- _WHAT IS EXPECTED_:
Where the word "points" appears in a line below, copy the whole line.
[[ SOURCE MATERIAL open ]]
PR #12512, opened 2026-08-03
Update icountmini suite to v4.0.1

hanalysis:
Updating all the icountmini commands to v4.0.1 from v3.0.1

### DIFF
--- a/modules/nf-core/icountmini/metagene/tests/main.nf.test.snap
+++ b/modules/nf-core/icountmini/metagene/tests/main.nf.test.snap
@@ -14,16 +14,16 @@
                     [
                         "ICOUNTMINI_METAGENE",
                         "iCount-Mini",
-                        "3.0.1"
+                        "4.0.0"
                     ]
                 ]
             }
         ],
-        "timestamp": "2026-06-02T09:44:12.242625359",
         "meta": {
-            "nf-test": "0.9.4",
-            "nextflow": "26.03.0"
-        }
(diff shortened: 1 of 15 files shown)


modules/nf-core/icountmini/metagene/tests/main.nf.test.snap
```diff
@@ -14,16 +14,16 @@
                     [
                         "ICOUNTMINI_METAGENE",
                         "iCount-Mini",
-                        "3.0.1"
+                        "4.0.0"
```
erikrikarddaniel, line 17: The PR title says 4.0.1. In more places.

erikrikarddaniel (approved):
Looks good except that the tool seem to report 4.0.0 but the package is pinned at 4.0.1

modules/nf-core/icountmini/metagene/tests/main.nf.test.snap
hanalysis: This is my fault - I updated icountmini but forgot to change the version number in `__about__.py` on the initial release, I did then change it and re-release (https://github.com/ulelab/iCount-Mini/commit/d93829a7ccf695af25e6e2906f858af11fbed1b7) but it looks like the tag points to the commit prior to the `__about__.py` update (as I used the same tag name for both releases).

The only difference is the number in `__about__.py` - all changes for v4.0.1 were included in the initial commit that the tag points to.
[[ SOURCE MATERIAL closed ]]
- _RESULT FOR THIS EXERCISE_:
hanalysis: This is my fault - I updated icountmini but forgot to change the version number in `__about__.py` on the initial release, I did then change it and re-release (https://github.com/ulelab/iCount-Mini/commit/d93829a7ccf695af25e6e2906f858af11fbed1b7) but it looks like the tag points to the commit prior to the `__about__.py` update (as I used the same tag name for both releases).
The only difference is the number in `__about__.py` - all changes for v4.0.1 were included in the initial commit that the tag points to.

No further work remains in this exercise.